- Data -
- Opening Delimiter -

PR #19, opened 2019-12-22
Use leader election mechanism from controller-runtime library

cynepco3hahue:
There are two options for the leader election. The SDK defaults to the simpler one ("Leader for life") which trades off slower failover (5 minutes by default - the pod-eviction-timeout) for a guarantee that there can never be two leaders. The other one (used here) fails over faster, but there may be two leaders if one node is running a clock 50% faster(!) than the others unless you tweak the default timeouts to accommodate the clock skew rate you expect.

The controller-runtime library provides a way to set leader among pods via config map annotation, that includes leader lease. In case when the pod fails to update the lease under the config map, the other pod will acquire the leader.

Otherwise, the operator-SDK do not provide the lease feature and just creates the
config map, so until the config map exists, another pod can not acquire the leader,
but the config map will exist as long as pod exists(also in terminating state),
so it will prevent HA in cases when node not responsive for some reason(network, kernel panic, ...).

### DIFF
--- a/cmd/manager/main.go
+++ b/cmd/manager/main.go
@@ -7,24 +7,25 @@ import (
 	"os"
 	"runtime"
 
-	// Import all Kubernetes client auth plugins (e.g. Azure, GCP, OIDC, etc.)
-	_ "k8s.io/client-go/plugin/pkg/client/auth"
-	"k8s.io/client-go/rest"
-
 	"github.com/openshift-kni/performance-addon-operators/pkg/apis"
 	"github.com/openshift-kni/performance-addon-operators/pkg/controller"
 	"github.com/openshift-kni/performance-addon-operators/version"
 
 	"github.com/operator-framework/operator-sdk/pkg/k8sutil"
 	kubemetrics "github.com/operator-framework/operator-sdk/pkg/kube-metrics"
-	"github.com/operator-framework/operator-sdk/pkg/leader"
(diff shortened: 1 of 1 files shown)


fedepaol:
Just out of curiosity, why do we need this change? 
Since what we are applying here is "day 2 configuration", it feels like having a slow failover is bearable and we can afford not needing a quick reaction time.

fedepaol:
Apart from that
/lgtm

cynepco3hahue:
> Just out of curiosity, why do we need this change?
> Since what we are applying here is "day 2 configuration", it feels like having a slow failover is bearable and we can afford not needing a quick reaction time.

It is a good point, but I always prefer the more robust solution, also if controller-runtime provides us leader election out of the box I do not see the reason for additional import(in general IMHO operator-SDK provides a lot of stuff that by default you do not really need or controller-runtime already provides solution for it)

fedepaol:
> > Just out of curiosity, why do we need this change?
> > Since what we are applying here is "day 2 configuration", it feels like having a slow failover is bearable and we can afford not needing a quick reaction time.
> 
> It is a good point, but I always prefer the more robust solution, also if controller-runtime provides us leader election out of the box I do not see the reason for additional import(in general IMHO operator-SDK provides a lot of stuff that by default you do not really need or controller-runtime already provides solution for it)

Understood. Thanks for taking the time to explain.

- Closing Delimiter -
- Opening Delimiter -

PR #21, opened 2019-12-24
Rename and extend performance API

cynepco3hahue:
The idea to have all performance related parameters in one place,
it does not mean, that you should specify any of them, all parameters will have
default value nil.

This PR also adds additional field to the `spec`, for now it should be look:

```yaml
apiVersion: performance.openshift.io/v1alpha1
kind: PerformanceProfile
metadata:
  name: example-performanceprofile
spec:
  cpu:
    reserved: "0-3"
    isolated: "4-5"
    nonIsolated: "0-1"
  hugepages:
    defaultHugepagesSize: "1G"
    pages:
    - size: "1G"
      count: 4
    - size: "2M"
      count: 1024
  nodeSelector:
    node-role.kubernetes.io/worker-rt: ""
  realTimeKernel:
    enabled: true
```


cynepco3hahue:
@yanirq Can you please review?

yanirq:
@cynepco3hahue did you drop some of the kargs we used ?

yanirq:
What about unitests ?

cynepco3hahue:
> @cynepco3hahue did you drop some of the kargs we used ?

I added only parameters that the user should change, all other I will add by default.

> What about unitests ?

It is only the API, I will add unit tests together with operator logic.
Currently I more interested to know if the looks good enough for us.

- Closing Delimiter -
- Opening Delimiter -

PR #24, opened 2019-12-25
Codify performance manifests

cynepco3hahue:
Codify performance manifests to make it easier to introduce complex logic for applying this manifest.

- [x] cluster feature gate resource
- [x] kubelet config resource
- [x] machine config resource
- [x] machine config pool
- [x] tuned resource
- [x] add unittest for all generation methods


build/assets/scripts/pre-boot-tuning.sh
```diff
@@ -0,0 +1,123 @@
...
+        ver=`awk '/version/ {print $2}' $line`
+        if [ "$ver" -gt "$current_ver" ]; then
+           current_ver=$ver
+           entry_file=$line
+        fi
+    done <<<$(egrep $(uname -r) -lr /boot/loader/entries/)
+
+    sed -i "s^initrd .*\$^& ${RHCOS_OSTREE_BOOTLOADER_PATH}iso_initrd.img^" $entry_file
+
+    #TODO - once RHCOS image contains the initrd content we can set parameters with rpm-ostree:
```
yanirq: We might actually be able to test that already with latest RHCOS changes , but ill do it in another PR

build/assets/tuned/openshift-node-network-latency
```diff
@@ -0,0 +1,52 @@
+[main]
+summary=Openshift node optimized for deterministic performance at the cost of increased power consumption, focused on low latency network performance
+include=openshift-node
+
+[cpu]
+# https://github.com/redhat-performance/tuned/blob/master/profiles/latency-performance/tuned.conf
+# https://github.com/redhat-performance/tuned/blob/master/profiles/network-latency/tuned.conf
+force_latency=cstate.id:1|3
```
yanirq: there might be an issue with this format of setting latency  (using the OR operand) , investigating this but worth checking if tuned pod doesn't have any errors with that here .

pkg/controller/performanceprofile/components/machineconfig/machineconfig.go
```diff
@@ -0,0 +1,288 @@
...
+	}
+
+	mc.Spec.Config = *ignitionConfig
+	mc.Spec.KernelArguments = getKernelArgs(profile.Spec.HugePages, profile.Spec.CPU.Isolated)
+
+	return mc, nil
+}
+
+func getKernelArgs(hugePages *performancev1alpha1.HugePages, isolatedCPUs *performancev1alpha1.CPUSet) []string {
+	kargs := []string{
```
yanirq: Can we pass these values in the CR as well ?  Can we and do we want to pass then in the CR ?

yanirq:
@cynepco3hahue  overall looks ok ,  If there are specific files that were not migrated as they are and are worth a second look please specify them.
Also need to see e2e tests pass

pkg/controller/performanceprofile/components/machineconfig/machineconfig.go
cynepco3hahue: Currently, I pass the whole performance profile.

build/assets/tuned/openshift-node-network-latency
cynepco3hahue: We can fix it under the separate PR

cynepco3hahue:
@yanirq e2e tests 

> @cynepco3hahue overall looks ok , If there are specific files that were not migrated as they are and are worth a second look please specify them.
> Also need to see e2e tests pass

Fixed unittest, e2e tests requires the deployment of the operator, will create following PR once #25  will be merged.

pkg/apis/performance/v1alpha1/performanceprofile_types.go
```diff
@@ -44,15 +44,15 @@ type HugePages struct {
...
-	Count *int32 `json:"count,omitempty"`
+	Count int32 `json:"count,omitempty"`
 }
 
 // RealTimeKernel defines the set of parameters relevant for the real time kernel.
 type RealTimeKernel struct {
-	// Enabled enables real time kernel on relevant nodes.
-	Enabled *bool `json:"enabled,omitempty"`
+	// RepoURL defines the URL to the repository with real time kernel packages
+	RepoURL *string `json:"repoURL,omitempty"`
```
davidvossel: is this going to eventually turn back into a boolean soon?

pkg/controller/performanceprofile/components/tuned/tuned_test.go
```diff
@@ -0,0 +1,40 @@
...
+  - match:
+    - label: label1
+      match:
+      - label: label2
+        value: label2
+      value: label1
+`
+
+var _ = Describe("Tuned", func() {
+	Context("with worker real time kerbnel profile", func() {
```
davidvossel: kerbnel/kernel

- Closing Delimiter -

- What needs to be done -
Considering only the data above, return the lines in which "curiosity" occurs.

- Written solution -
Just out of curiosity, why do we need this change? 
> Just out of curiosity, why do we need this change?
> > Just out of curiosity, why do we need this change?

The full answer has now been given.